Is the result really significant?
There seems to be an awful lot of talk amongst software teams about hypothesis testing, experiments and A/B testing. All with the aim of making better informed decisions and delivering value faster. However, some key concepts seem to get lost in translation, as is common when approaches are newly adopted.
At SEEK a pattern was emerging where an experiment would be run on 5% of users and the next recommendation from the team would be: “we recommend increasing to 10% because the results are positive but we don’t feel we have enough data for the result to be statistically significant”. In this recommendation, the blend of how the team is “feeling” with the misuse of terms like “statistical significance” is what I started labelling “emotional significance”. That is, the result wasn’t enough for the team to emotionally feel the hypothesis was proven as opposed to statistically proven. If our goal is to deliver value faster then the conclusion of an experiment should be guiding our efforts towards producing value. Thus, the result should give us confidence that either:
- yes, this change has the positive effect we are after and our efforts should focus on rolling out to all the target audience
- or no, there is no evidence that this change makes things better, thus our efforts should focus on why and what other options are available to achieve the goal
We work closely with people who have a high level of expertise in research and statistical analysis, and it was clear that their knowledge needed to spread to the broader team. Thankfully getting sound hypothesis and experiments didn’t require every team member to become an expert statistician. However, for my team it did involve a journey.

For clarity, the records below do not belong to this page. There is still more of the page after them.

PR #2756, opened 2018-01-11
Gradle Update to 3.0.1 with aapt

daivat15:
Fix to issue [#2714](https://github.com/siacs/Conversations/issues/2714).
The attributes issue was with the EnhancedListView library due to deprecation. I have added the library and updated it. This solves problem 2 as mentioned in the above post.
I have also attempted to fix the build error that occurred when I submitted a pull request sometime earlier.


iNPUTmice:
Thank you for your work.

Who remembers their statistics class?
Our journey started by working out where we were. At stand-up I confessed that it had been a long time since I’d studied or used statistical analysis. I asked “Who can help conceptually explain statistical significance?”. No one volunteered. Then I learnt that several Comp. Sci. and Comp. Eng. graduates hadn’t actually studied statistics during their degree! Thus, my rusty explanation had to do for now. It’s important for our team to be able to estimate the amount of data needed for significance upfront. This tells us for how long we would need to run a test, given a certain percentage of transactions.
Our first success was that conversations about emotional significance disappeared.
Our next step was to construct an hypothesis and experiment. Unfortunately our colleagues with a strong statistical background had no capacity to help at this time. However, this was actually beneficial for the team’s learning. The first hypothesis and experiment was flawed in multiple ways. But the mistakes we made were key to our collective learning. One mistake was under-investing in the hypothesis and success criteria. The success criteria we set could be described as ‘hitting a home run’. Once the results came in, which were positive, but less than a home run, the debate turned to moving the success criteria.
A well structured hypothesis with a sound experiment should leave little to no room for debate around success or failure when the results are in. The debate should be around why the result was achieved. This discussion deepens our understanding and focuses our effort towards work that will deliver value to our users.
Note, during this first attempt we used simplistic tools for estimating sample size etc. based on the assumption that we had a normal distribution. For the domain we were working with, this was a naive assumption. However, it was again extremely valuable for the process of learning and lifting our statistical acumen. It was also still better than the “emotional significance” mode we had been operating under. Previously the team would start an experiment which would run “… until we have enough data”. With zero certainty of when that may be.
At this point our stats capable colleagues had time to work with us. As we increased our understanding of statistical concepts, we became more productive. The software team worked closely with their more capable stats colleagues to figure out why and how they could deliver value, faster. This cross-collaboration led to a stronger hypothesis and experiment for the next change. The experiment was carefully designed to prove the hypothesis wrong.
We could see the benefit of clarity versus ambiguity — which is a topic in itself. Gradually, we saw the impact of knowing in advance, what the experiment would do, why, and the actions we would take for different results. It was fantastic to see this and to explain it clearly to our stakeholders.
Discipline is hard
Experiments and statistics are one way to take the guesswork out of what we do and keep our biases in check. Buoyed by the results of our first experiment we rushed to apply the same change in a different context. The second experiment showed that the change did not work for this use case. It was a face palm moment. However, once we had the numbers and asked ourselves “why?” the difference in the two use cases were plain to see. There was a faster and cheaper way to come to the same conclusion. If only we had asked ourselves:
If the results of this experiment came back negative what would be the reason?
This highlights how adopting a critical mindset is more valuable than just ‘doing’ experiments. You need to start the doing and acting to embed the thinking and understanding. You have to start somewhere.
What about your journey?
I’m sure there are people with solid stats training in your organisation hiding somewhere.
My advice is to befriend them today.
Tomorrow, try a disciplined approach to creating sound hypothesis and statistical analysis. Whenever you are unsure about what to do next, assume your hypothesis, experiment or statistical analysis is flawed. It may not be, but unless you have an academic research background it’s where I’d bet my money.
Plus, this experience will give you an appreciation for what the beautiful data-science-economist-stats nerds do and you’ll be primed to team up with them.